» **Available data**:
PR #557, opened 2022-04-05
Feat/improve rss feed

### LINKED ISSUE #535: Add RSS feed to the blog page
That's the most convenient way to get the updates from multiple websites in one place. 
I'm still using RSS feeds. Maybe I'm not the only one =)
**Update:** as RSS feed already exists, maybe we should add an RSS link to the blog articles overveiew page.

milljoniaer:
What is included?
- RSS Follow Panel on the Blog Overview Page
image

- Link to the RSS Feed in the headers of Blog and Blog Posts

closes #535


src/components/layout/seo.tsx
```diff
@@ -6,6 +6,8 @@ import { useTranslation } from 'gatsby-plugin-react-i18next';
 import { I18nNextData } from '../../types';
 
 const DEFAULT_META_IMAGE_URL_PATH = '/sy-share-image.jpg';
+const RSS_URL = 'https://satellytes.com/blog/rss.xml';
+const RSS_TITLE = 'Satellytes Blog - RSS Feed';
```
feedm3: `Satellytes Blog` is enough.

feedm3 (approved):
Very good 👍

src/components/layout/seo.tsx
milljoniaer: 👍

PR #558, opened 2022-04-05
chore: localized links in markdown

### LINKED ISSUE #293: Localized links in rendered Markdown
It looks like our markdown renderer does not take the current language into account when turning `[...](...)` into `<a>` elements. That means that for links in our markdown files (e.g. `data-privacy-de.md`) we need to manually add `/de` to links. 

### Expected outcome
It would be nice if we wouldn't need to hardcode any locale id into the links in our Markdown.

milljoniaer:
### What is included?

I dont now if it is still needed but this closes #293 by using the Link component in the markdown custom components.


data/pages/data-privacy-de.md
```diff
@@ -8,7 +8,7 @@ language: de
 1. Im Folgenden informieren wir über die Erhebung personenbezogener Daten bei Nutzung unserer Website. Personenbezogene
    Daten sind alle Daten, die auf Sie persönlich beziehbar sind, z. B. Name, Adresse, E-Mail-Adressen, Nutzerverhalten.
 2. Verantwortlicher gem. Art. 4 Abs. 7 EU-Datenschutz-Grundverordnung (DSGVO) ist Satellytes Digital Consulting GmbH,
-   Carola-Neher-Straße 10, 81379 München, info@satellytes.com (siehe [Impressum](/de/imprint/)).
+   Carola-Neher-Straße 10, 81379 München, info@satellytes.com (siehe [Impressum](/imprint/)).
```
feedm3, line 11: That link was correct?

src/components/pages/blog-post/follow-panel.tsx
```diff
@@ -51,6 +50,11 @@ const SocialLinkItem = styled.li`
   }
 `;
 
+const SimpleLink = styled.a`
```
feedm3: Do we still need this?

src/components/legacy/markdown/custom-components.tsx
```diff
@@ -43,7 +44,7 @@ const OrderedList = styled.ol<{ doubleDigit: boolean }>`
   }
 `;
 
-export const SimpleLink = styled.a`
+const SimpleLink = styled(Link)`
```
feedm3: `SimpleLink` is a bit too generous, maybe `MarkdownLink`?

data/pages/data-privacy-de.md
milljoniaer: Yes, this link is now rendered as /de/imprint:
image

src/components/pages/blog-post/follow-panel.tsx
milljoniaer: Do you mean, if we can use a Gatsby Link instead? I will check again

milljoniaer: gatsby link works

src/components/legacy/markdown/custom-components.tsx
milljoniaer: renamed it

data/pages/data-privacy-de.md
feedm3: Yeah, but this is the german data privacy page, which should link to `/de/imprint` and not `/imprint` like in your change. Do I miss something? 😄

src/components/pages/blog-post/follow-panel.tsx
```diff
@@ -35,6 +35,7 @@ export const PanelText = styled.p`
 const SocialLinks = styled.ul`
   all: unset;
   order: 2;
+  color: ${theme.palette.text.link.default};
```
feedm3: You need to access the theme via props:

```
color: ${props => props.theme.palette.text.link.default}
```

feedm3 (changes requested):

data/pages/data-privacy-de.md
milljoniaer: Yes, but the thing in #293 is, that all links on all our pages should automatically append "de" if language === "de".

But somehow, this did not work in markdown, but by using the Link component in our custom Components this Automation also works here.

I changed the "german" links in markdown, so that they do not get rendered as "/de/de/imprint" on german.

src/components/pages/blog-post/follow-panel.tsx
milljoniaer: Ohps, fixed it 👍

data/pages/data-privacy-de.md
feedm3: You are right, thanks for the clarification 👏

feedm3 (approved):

» **Task directions**:
Lines that include the word "german" are to be extracted from the data above.

» **Written answer**:
feedm3: Yeah, but this is the german data privacy page, which should link to `/de/imprint` and not `/imprint` like in your change. Do I miss something? 😄
I changed the "german" links in markdown, so that they do not get rendered as "/de/de/imprint" on german.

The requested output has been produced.